I'm not sure if the generator still exists somewhere, but it can be recreated easily. The class Result contains the data used in the implementation of CharMatcher.WHITESPACE:
static class Result {
private int shift;
private int multiplier;
private String table;
}
// No duplicates allowed.
private final String allMatchingString = "\u2002\r\u0085\u200A\u2005\u2000"
+ "\u2029\u000B\u2008\u2003\u205F\u1680"
+ "\u0009\u0020\u2006\u2001\u202F\u00A0\u000C\u2009"
+ "\u2004\u2028\n\u2007\u3000";
public Result generate(String allMatchingString) {
final char[] allMatching = allMatchingString.toCharArray();
final char filler = allMatching[allMatching.length - 1];
final int shift = Integer.numberOfLeadingZeros(allMatching.length);
final char[] table = new char[1 << (32 - shift)];
OUTER: for (int i=0; i>=0; ++i) {
final int multiplier = 123456789 * i; // Jumping a bit makes the search faster.
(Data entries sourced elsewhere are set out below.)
PR #1107, opened 2021-12-09
providers/irdma: Validate input before memory window bind

Sindhu-Devale:
Check for a non null MR, address and length
before allowing bind operation.

Also, add check to make sure the MR and MW are in
same PD before posting a bind MW op.

Fixes: 14a0fc824f16 ("rdma-core/irdma: Implement device supported verb APIs")
Signed-off-by: Sindhu-Devale <sindhu.devale@intel.com>

### DIFF
--- a/providers/irdma/uverbs.c
+++ b/providers/irdma/uverbs.c
@@ -213,7 +213,7 @@ int irdma_ubind_mw(struct ibv_qp *qp, struct ibv_mw *mw,
 	struct ibv_send_wr *bad_wr;
 	int err;
 
-	if (vmr->mr_type != IBV_MR_TYPE_MR || mw->type != IBV_MW_TYPE_1)
+	if (vmr->mr_type != IBV_MR_TYPE_MR)
 		return ENOTSUP;
 
 	if (umr->acc_flags & IBV_ACCESS_ZERO_BASED)
--- a/libibverbs/verbs.h
+++ b/libibverbs/verbs.h
@@ -2634,8 +2634,16 @@ static inline uint32_t ibv_inc_rkey(uint32_t rkey)
 static inline int ibv_bind_mw(struct ibv_qp *qp, struct ibv_mw *mw,
 			      struct ibv_mw_bind *mw_bind)
 {
+	struct ibv_mw_bind_info *bind_info = &mw_bind->bind_info;
+
 	if (mw->type != IBV_MW_TYPE_1)
 		return EINVAL;
+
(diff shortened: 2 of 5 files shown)


providers/irdma/uverbs.c
```diff
@@ -206,19 +206,28 @@ int irdma_ubind_mw(struct ibv_qp *qp, struct ibv_mw *mw,
...
 	int err;
 
-	if (vmr->mr_type != IBV_MR_TYPE_MR || mw->type != IBV_MW_TYPE_1)
-		return ENOTSUP;
-
-	if (umr->acc_flags & IBV_ACCESS_ZERO_BASED)
+	if (!bind_info->mr && (bind_info->addr || bind_info->length))
 		return EINVAL;
 
+	if (bind_info->mr) {
```
rleon, line 219: 1. Why do we need these checks in user-space and not in the driver?
It is preferable to have one place for the checks and drivers are supposed to have these type of checks anyway.
2. I imagine almost all drivers need these checks. Why irdma is special here?
3. You have double SOB for Tatyana in the commit message.
Signed-off-by: Signed-off-by: Tatyana Nikolova <tatyana.e.nikolova@intel.com>

shirazsaleem: > 1. Why do we need these checks in user-space and not in the driver?
>    It is preferable to have one place for the checks and drivers are supposed to have these type of checks anyway.
> 2. I imagine almost all drivers need these checks. Why irdma is special here?
> 3. You have double SOB for Tatyana in the commit message.
>    Signed-off-by: Signed-off-by: Tatyana Nikolova [tatyana.e.nikolova@intel.com](mailto:tatyana.e.nikolova@intel.com)

Hi Leon - Thanks for the review. Sindhu is out for the rest of the year. And will work on these review comments when she is back on Jan 4th.

Shiraz

rleon: Thanks for the update.

jgunthorpe: Bind isn't supposed to call to the kernel, but perhaps the checkes should be done in the core rdma-core code..

jgunthorpe (changes requested):
Address Leon's remarks

providers/irdma/uverbs.c
Sindhu-Devale: Will send out a patch. Thanks Jason/Leon.

rleon:
Looks good, if no one complains, I will merge it tomorrow, before rdma-core release.

Thanks

PR #1111, opened 2021-12-20
libhns: Remove support for HIP06

Wenpeng-Liang:
HIP06 is no longer supported, so the code of HIP06 is removed.


rleon:
Regarding removing HIP06, I don't know.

Arrays.fill(table, filler);
for (final char c : allMatching) {
final int index = (multiplier * c) >>> shift;
if (table[index] != filler) continue OUTER; // Conflict found.
table[index] = c;
}
return new Result(shift, multiplier, new String(table));
}
return null; // No solution exists.
}
It generates a different multiplier, but this doesn't matter.
In case no solution for a given allMatchingString exists, you can decrement shift and try again.